Scientific classification
- Kingdom: Animalia
- Phylum: Mollusca
- Class: Gastropoda
- Subclass: Caenogastropoda
- Order: Neogastropoda
- Superfamily: Conoidea
- Family: Conidae
- Genus: Conus
- Species: C. wittigi
- Binomial name: Conus wittigi Walls, 1977
- Synonyms: Asprella wittigi (Walls, 1977); Conus kongaensis da Motta, 1984; Conus (Phasmoconus) wittigi Walls, 1977 · accepted, alternate representation; Graphiconus wittigi (Walls, 1977);

= Conus wittigi =

- Authority: Walls, 1977
- Conservation status: LC
- Synonyms: Asprella wittigi (Walls, 1977), Conus kongaensis da Motta, 1984, Conus (Phasmoconus) wittigi Walls, 1977 · accepted, alternate representation, Graphiconus wittigi (Walls, 1977)

Species of sea snail

Conus wittigi, common name Wittig's cone, is a species of sea snail, a marine gastropod mollusk in the family Conidae, the cone snails and their allies.
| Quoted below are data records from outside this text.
PR #445, opened 2025-01-22
Track Provider resource state

### LINKED ISSUE #443: Track Provider resource state
## Overview

The KFP Operator tracks the state of custom resources using a `SynchronizationState` field. It also sets a condition (`SynchronizationSucceeded`) that aligns with that field and adds K8s events (as outlined in #74).

We want to do the same for Provider resources so they aligns with our other custom resources. In the case of Providers, the `SynchronizationState` will track the state of the Deployment and Service that the provider controller manages.

### Possible SynchronizationState values

- `Creating`: If the Deployment or Service don't exist (in which case the controller will create them)
- `Updating`: If the Deployment or Service exist but don't match the desired state described on the Provider resource (in which case the controller will update them to match)
- `Deleting`: If the Provider resource has been deleted (in which case the controller will delete the Deployment and Service)
- `Succeeded`: If the Provider resource reconciliation has completed with no failures
- `Failed`: If the Provider resource reconciliation has failed for any reason
- `Deleted`: This is used on custom resources that depend on a Provider to exist (e.g. Pipelines and RunConfigurations). It is used in any of these cases:
    - The resource has been successfully deleted (test If the Provider resource reconciliation has completed with no failures) - Note: This is a bit confusing - why (and how?) is the state set to Deleted when the resource has been deleted? 
    - A deletion for a resource has been requested, but there is no provider ID set on the resource, and therefore the deletion cannot be carried out (test [here](https://github.com/sky-uk/kfp-operator/blob/master/controllers/pipelines/state_handler_test.go#L529-L535) and [here](https://github.com/sky-uk/kfp-operator/blob/master/controllers/pipelines/state_handler_test.go#L547-L553)) - This case doesn't apply to Provider resources

## Acceptance Criteria

- [ ] The Provider controller tracks the state of provider resources. The state consists of:
    - `SynchronizationState`
    - `Synchronized` condition
    - Events (as outlined in #74 and implemented for our other CRDs)

alexgeorgousis:
Closes #443 

## Tasks

- [ ] Set `SynchronizationState` on `Provider` resource
    - [ ] Write decoupled tests for all state transitions
    - [ ] Current problematic scenario: failing deployment and then fixing it (add a test case for it)
    - [ ] Case to cover: What if Creating -> Deployment create operation fails -> Failed -> Creating -> ... forever
    - [ ] We don't cover failure scenarios in the pipeline decoupled tests - probably want some right?
- [ ] Set `Synchronized` condition (we do this for all other resources)???
- [ ] What about `ObservedGeneration`? (It's on the CRD but we never set it explicitly)
- [ ] Set events on provider resource
- [ ] Add/update integration tests if needed


alexgeorgousis:
Closing in favour of the work on [track-provider-synchronisation-state](https://github.com/sky-uk/kfp-operator/compare/master...track-provider-synchronisation-state) branch.

PR #74, opened 2014-06-17
Multihead Wallpaper support

pakdel:
It is a simple implimentation and does not center or resize.

### DIFF
--- a/pcmanfm/application.cpp
+++ b/pcmanfm/application.cpp
@@ -445,7 +445,7 @@ void Application::preferences(QString page) {
 }
 
 void Application::setWallpaper(QString path, QString modeString) {
-  static const char* valid_wallpaper_modes[] = {"color", "stretch", "fit", "center", "tile"};
+  static const char* valid_wallpaper_modes[] = {"color", "stretch", "fit", "center", "tile", "multihead"};
   DesktopWindow::WallpaperMode mode = settings_.wallpaperMode();
   bool changed = false;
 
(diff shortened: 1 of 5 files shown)


jleclanche:
What does it actually do? "Multihead" is not exactly descriptive.

pakdel:
I simply wanted to be able to set a large wallpaper for my multihead configuration, and have it properly split and span all my displays.
For example, if you have three 1920 × 1080 monitors and you use Xinerama with a horizontal layout, it results in a 1920 × 3240 desktop, so you should be able to set a big 1920 × 3240 panorama picture as your wallpaper and see it properly divided into three 1920 × 1080 segments and set from left to right on your X screen root windows, which results in something that looks like the original picture.

jleclanche:
@pakdel I'm sorry nobody got to this sooner. Could you make this option only show up in the UI when the user either already has it selected, or has more than one screen?

pakdel:
Sure. I do not have any multihead setup around until Monday, so I will start then.

jleclanche:
@pakdel I'm sorry about the short notice, but letting you know: We're starting a feature freeze in a couple of days, so this will have to land soon if you want it in 0.9. I'd personally like to see it there.

pakdel:
@jleclanche I have made the change you asked for. Let me know if there is anything else.

jleclanche:
@pakdel Im testing it and I don't understand why it's better than "Center on the screen". If you have a wallpaper of the appropriate resolution, it should work fine.

pakdel:
@jleclanche nice catch! Changes that are made (to the work area) since my initial pull request have made my code useless :D

pakdel:
I am closing this.

jleclanche:
Ah, cool. =)

PR #112, opened 2014-12-16
Fix #111 - Can't change bookmarks

### LINKED ISSUE #111: Can't change bookmarks
A few days ago I changed my username and with it moved my home folder. So far I managed to change the settings of all applications except the bookmarks of pcmanfm-qt. I tried:
- Changing the existing enties.
- Removing the existing entries and creating new ones.
- Adding new entries
But when I click on OK all my changes are reverted. As I added new entries in the past I guess the problem is that the old folder don't exist anymore.

ixjlyons:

Like all species within the genus Conus, these snails are predatory and venomous. They are capable of stinging humans, therefore live ones should be handled carefully or not at all.

==Description==

The size of the shell varies between 22 mm and 42 mm.
==Distribution==
This marine species occurs off Flores, Indonesia.